The syntax of strucjure itself is self-defined using views.

(defview parse-key&pattern-ast
  [?key (parse-pattern-ast ?pattern)] [key pattern])

(defview parse-import
  [?view (parse-pattern-ast ?pattern)] (view/->Import view pattern)
  [?view & (parse-import ?import)] (view/->Import view import))

(defview parse-seq-pattern-ast
  ;; & PATTERNS
  (prefix '& (parse-pattern-ast ?pattern)) pattern

  ;; ALL OTHER PATTERNS
  (prefix (parse-pattern-ast ?pattern)) (->Head pattern))

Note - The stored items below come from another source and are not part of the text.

PR #178, opened 2018-12-21
SWIFT-282 Allow .uuidEncodingStrategy and .dateEncodingStrategy to be set on BSONEncoder

patrickfreed:
[SWIFT-282](https://jira.mongodb.org/browse/SWIFT-282)

This PR adds the ability to specify encoding strategies for `Date`s and `UUID`s. The strategies for both match their corresponding decoding strategies defined in #176 . 

Also, this PR has some missing comments and has some duplication from the preceding one. Once the other merges, I will rebase this off that and put the pieces together. All of the important implementation is complete.

UPDATE: we now follow `JSONEncoder`'s implementation of the `.custom` date encoding strategy for maintaining interoperability with other encoders. Also, some of the pitfalls of doing it this way were a bit overstated.

Outdated:
However, for the `.custom` strategy, I deviated from the implementation that `JSONEncoder` chose. Ours is defined as `.custom((Date) throws -> BSONValue)`, whereas theirs is `.custom((Date, Encoder) throws -> Void)`. 
From our perspective, it makes more sense due to the context in which the closure is used (i.e. within `box(...) -> BSONValue`). In `JSONEncoder`, they use it in a similar context, so they just pop whatever the user added to the encoder and return it to be added on later anyways. If the user didn't add anything, they return an empty `NSContainer`. For us, we would have to either return a `BSONNull` or throw, both of which I think are unsavory. Also, in the event that the closure throws, they manually clean up the encoder state, which I think is needless overhead.
From the user's perspective, it is also nice that they simply need to supply a closure that translates a `Date` to a `BSONValue` instead of having to deal with encoder logic themselves, and this is closer to the whole point of `.custom` anyways.

The same arguments apply for the decoding version of `.custom` as well. I think, for decoding, `.custom((BSONValue) throws -> Date)` would make more sense than the current `.custom((Decoder) throws -> Date)`, and it would parallel what I've proposed here nicely.

e.g. the following would hold
```
let date = Date()
let wrapper = DateWrapper(date: date)
let decoding: (BSONValue) -> Date = { bv in Date(msSinceEpoch: bv as! Int64) }
let encoding: (Date) -> BSONValue = { date in date.msSinceEpoch }
decoder.dateDecodingStrategy = .custom(decoding)
encoder.dateEncodingStrategy = .custom(encoding)

expect(decoding(encoding(date)).to(equal(date))
expect(try decoder.decode(DateWrapper.self, from: try encoder.encode(wrapper)).date).to(equal(date))
```  

Thoughts on this? I know we generally try to stick to what `JSONDecoder` does, but I think this way has both more value and less headache.

### DIFF
--- a/Sources/MongoSwift/BSON/BSONEncoder.swift
+++ b/Sources/MongoSwift/BSON/BSONEncoder.swift
@@ -5,6 +5,10 @@ import mongoc
 public class BSONEncoder {
 
     /// Enum representing the various strategies for encoding `Date`s.
+    ///
+    /// As per the BSON specification, the default strategy is to encode `Date`s as BSON datetime objects.
+    ///
+    /// See bsonspec.org for more information.
     public enum DateEncodingStrategy {
         /// Encode the `Date` by deferring to its default encoding implementation.
         case deferToDate
@@ -31,6 +35,11 @@ public class BSONEncoder {
     }
 
     /// Enum representing the various strategies for encoding `UUID`s.
+    ///
+    /// As per the BSON specification, the default strategy is to encode `UUID`s as BSON binary types with the UUID
+    /// subtype.
+    ///
+    /// See bsonspec.org for more information.
     public enum UUIDEncodingStrategy {
         /// Encode the `UUID` by deferring to its default encoding implementation.
         case deferToUUID
--- a/Sources/MongoSwift/BSON/BSONEncoder.swift
+++ b/Sources/MongoSwift/BSON/BSONEncoder.swift
@@ -29,7 +29,7 @@ public class BSONEncoder {
         case custom((Date) throws -> BSONValue)
     }
 
-    /// Enum representing the various strategies for encoding `UUID`s
+    /// Enum representing the various strategies for encoding `UUID`s.
     public enum UUIDEncodingStrategy {
         /// Encode the `UUID` by deferring to its default encoding implementation.
         case deferToUUID
--- a/Sources/MongoSwift/BSON/BSONEncoder.swift
+++ b/Sources/MongoSwift/BSON/BSONEncoder.swift
@@ -25,8 +25,9 @@ public class BSONEncoder {
         /// Encode the `Date` as a string formatted by the given formatter.
         case formatted(DateFormatter)
 
-        /// Encode the `Date` as the value returned by the provided closure.
-        case custom((Date) throws -> BSONValue)
+        /// Encode the `Date` by using the given closure.
+        /// If the closure does not encode a value, an empty document will be encoded in its place.
+        case custom((Date, Encoder) throws -> Void)
     }
 
     /// Enum representing the various strategies for encoding `UUID`s.
@@ -327,7 +328,7 @@ extension _BSONEncoder {
         return try self.box_(value) ?? Document()
     }
 
-    fileprivate func boxDate(_ date: Date) throws -> BSONValue {
+    fileprivate func boxDate(_ date: Date) throws -> BSONValue? {
         switch self.options.dateEncodingStrategy {
         case .bsonDate:
             return date
@@ -347,7 +348,23 @@ extension _BSONEncoder {
                 throw MongoError.bsonEncodeError(message: "ISO8601DateFormatter is unavailable on this platform.")
             }
         case .custom(let f):
-            return try f(date)
+            let depth = self.storage.count
+
+            do {
+                try f(date, self)
+            } catch {
+                if self.storage.count > depth {
+                    _ = self.storage.popContainer()
+                }
+                throw error
+            }
+
+            // If they didn't encode anything, will default to empty subdocument
+            guard self.storage.count > depth else {
+                return nil
+            }
+
+            return self.storage.popContainer()
         }
     }
 
--- a/Sources/MongoSwift/BSON/BSONEncoder.swift
+++ b/Sources/MongoSwift/BSON/BSONEncoder.swift
@@ -71,13 +71,6 @@ public class BSONEncoder {
                         uuidEncodingStrategy: self.uuidEncodingStrategy)
     }
 
-    @available(macOS 10.12, iOS 10.0, watchOS 3.0, tvOS 10.0, *)
-    internal static let iso8601Formatter: ISO8601DateFormatter = {
-        let formatter = ISO8601DateFormatter()
-        formatter.formatOptions = .withInternetDateTime
-        return formatter
-    }()
-
     /// Initializes `self`.
     public init() {}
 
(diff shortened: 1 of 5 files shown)


Sources/MongoSwift/BSON/BSONEncoder.swift
```diff
@@ -4,19 +4,70 @@ import mongoc
...
     /// The options set on the top-level encoder.
     fileprivate var options: _Options {
-        return _Options(userInfo: userInfo)
+        return _Options(userInfo: self.userInfo,
+                        dateEncodingStrategy: self.dateEncodingStrategy,
+                        uuidEncodingStrategy: self.uuidEncodingStrategy)
     }
 
+    @available(macOS 10.12, iOS 10.0, watchOS 3.0, tvOS 10.0, *)
+    internal static var iso8601Formatter: ISO8601DateFormatter = {
```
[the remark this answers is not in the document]
patrickfreed: While I do think this formatter should be immutable, it already is `static`, so only one instance is ever created. (Note this is not a computed property, the closure is immediately evaluated).

Regardless, will change to `let`.

Sources/MongoSwift/BSON/BSONEncoder.swift
```diff
@@ -4,19 +4,70 @@ import mongoc
...
+        /// Encode the `Date` as an ISO-8601-formatted string (in RFC 339 format).
+        @available(macOS 10.12, iOS 10.0, watchOS 3.0, tvOS 10.0, *)
+        case iso8601
+
+        /// Encode the `Date` as a string formatted by the given formatter.
+        case formatted(DateFormatter)
+
+        /// Encode the `Date` as the value returned by the provided closure.
+        case custom((Date) throws -> BSONValue)
+    }
```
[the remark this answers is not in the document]
patrickfreed: Done, thanks for pointing this out.

Sources/MongoSwift/BSON/BSONEncoder.swift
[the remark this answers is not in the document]
valeriomazzeo: You are right, for some reason I missed the `= { }()` 👍🏻

Tests/MongoSwiftTests/DocumentTests.swift
```diff
@@ -680,4 +680,81 @@ final class DocumentTests: MongoSwiftTestCase {
...
+    }
+
+    func testUUIDEncodingStrategies() throws {
+        // swiftlint:disable nesting
+        struct UUIDWrapper: Encodable {
+            let uuid: UUID
+        }
+        // swiftlint:enable nesting
+
+        guard let uuid = UUID(uuidString: "26cd7610-fd5a-4253-94b7-e8c4ea97b6cb") else {
```
kmahar: I'm fine with leaving this as throwing an error, but just as an FYI, in cases like this in tests where you are passing in a valid constant and know initialization will succeed it's fine to just force unwrap the result (force-unwrap rule is disabled for tests for this reason).

Sources/MongoSwift/BSON/BSONValue.swift
```diff
@@ -642,6 +642,20 @@ public struct ObjectId: BSONValue, Equatable, CustomStringConvertible, Codable {
 
 }
 
+extension UUID {
+    /// Copies `self` into a `Binary`.
+    internal func asBinary() throws -> Binary {
```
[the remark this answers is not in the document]
jmikola: That does seem cleaner, as otherwise this is introducing a generically named `asBinary` method on the core UUID class, which returns an instance of _our_ Binary object.

Sources/MongoSwift/BSON/BSONEncoder.swift
```diff
@@ -4,19 +4,70 @@ import mongoc
...
+
+    /// Enum representing the various strategies for encoding `UUID`s.
+    public enum UUIDEncodingStrategy {
+        /// Encode the `UUID` by deferring to its default encoding implementation.
+        case deferToUUID
```
mbroadst: Is it worth discussing if this should be the actual default? What would swift users expect to be working with? @valeriomazzeo maybe you have thoughts here?

Sources/MongoSwift/BSON/BSONEncoder.swift
```diff
@@ -276,7 +328,63 @@ extension _BSONEncoder {
...
+            do {
+                try f(date, self)
+            } catch {
+                if self.storage.count > depth {
+                    _ = self.storage.popContainer()
+                }
+                throw error
+            }
+
+            // If they didn't encode anything, will default to empty subdocument
```
kmahar: nit: while your comment here is true based on the context this is called from, it's confusing because we return `nil`, not empty doc. 
it might be more appropriate to move this comment into the docstring for `box` where we call this, and to add a docstring to this method (and maybe also `_box`) clarifying the overall behavior - "returns the date as a BSONValue, or nil if no values were encoded by custom strategy", or something like that.

Sources/MongoSwift/BSON/BSONEncoder.swift
patrickfreed: We've chosen `.millisecondsSinceEpoch` as the default date encoding/decoding strategy for BSON spec adherence, and Swift users definitely do not expect their dates to be stored as such (all `Date`s in Swift use `Double`s for whatever reason). So we have precedent for setting it to this default.

Either way, I think we should be consistent with our defaults. If we change this one to deferred, we should also change our date encoding/decoding strategy to deferred as well.

Sources/MongoSwift/BSON/BSONEncoder.swift
patrickfreed: Done 👍

Sources/MongoSwift/BSON/BSONEncoder.swift
valeriomazzeo: I suppose most people (including myself), would expect that to be encoded as a `String`, simply because it's not obvious why it should be encoded as `Binary` unless reading the documentation and I doubt that many will know about it.

I believe it goes down to your preference whether you'd like to enforce best practices as per Mongo official documentation by default, or not.

In my specific case, I believe I am going to stick with `String` initially and then optimise it later as I have some data that would need to be migrated first.

patrickfreed: We've decided that we're going to stick with BSON defaults. I added a bit to the docstring explaining that we're doing this with a link to the spec itself, so hopefully that give users some guidance.

On a slightly related note, I also refactored `.bsonDate` to `.bsonDateTime` to match what I did in the decoder.

Sources/MongoSwift/BSON/BSONEncoder.swift
```diff
@@ -5,12 +5,16 @@ import mongoc
 public class BSONEncoder {
 
     /// Enum representing the various strategies for encoding `Date`s.
+    ///
+    /// As per the BSON specification, the default strategy is to encode `Date`s as BSON datetime objects.
+    ///
+    /// See bsonspec.org for more information.
```
kmahar: these will show up more cnicely in the generated docs if we write them as "see alsos".
see [here](https://github.com/mongodb/mongo-swift-driver/blob/2610f57ac2c937a039b35e331086e225ea5f0cbf/Sources/MongoSwift/ReadPreference.swift#L6) for an example of this in code, and [here's](https://mongodb.github.io/mongo-swift-driver/Classes/ReadPreference.html) how it looks in the docs.

patrickfreed: Fixed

(defview parse-pattern-ast
  ;; BINDINGS
  '_ (->Ignore)
  (and binding? ?binding) (->Bind (binding-name binding))

  ;; LITERALS
  (and primitive? ?primitive) (->Literal primitive) ; primitives evaluate to themselves, so don't need quoting
  (and class-name? ?class-name) (->Guard `(instance? ~class-name ~util/input-sym))
  (and (or clojure.lang.PersistentArrayMap clojure.lang.PersistentHashMap) [& ((view/zero-or-more parse-key&pattern-ast) ?keys&patterns)])
    (->Map keys&patterns)
  (and seq? [(and constructor? ?constructor) & ((view/zero-or-more parse-pattern-ast) ?arg-patterns)])
    (->Record (constructor-name constructor) arg-patterns)

  ;; PREDICATES
  (and java.util.regex.Pattern ?regex) (->Regex regex)
  (and predicate? ?predicate) (->Guard `(~predicate ~util/input-sym))
  (and seq? [(or 'fn 'fn*) [] & ?body]) (->Guard `(do ~@body))
  (and seq? [(or 'fn 'fn*) [?arg] & ?body]) (->Guard `(do ~@(clojure.walk/prewalk-replace {arg util/input-sym} body)))

  ;; SEQUENCES
  (and vector? [& ((view/zero-or-more-prefix parse-seq-pattern-ast) ?seq-patterns)]) (apply seqable seq-patterns)
  (and seq? ['prefix & ((view/zero-or-more-prefix parse-seq-pattern-ast) ?seq-patterns)]) (apply prefix seq-patterns)

  ;; SPECIAL FORMS
  (and seq? ['quote ?quoted]) (->Literal `(quote ~quoted))
  (and seq? ['and & ((two-or-more parse-pattern-ast) ?patterns)]) (->And patterns)
  (and seq? ['or & ((two-or-more parse-pattern-ast) ?patterns)]) (->Or patterns)
  (and seq? ['not (parse-pattern-ast ?pattern)]) (->Not pattern)

  ;; EXTERNAL VARIABLES
  (and symbol? ?variable) (->Literal variable)

  ;; IMPORTED VIEWS
  (and seq? (parse-import ?import)) import)

(defview parse-match
  (prefix (parse-pattern-ast ?pattern-ast) ?result-src)
  (let [[pattern scope] (pattern/with-scope pattern-ast #{})
        result-fun (util/src-with-scope result-src scope)]
    `(view/->Match ~pattern ~result-fun)))

(defview parse-view
  ((view/zero-or-more-prefix parse-match) ?matches)
  `(view/->Or ~(vec matches)))

The strucjure.test namespace defines a view which parses this readme and runs all of the examples.

License

Distributed under the GNU Lesser General Public License.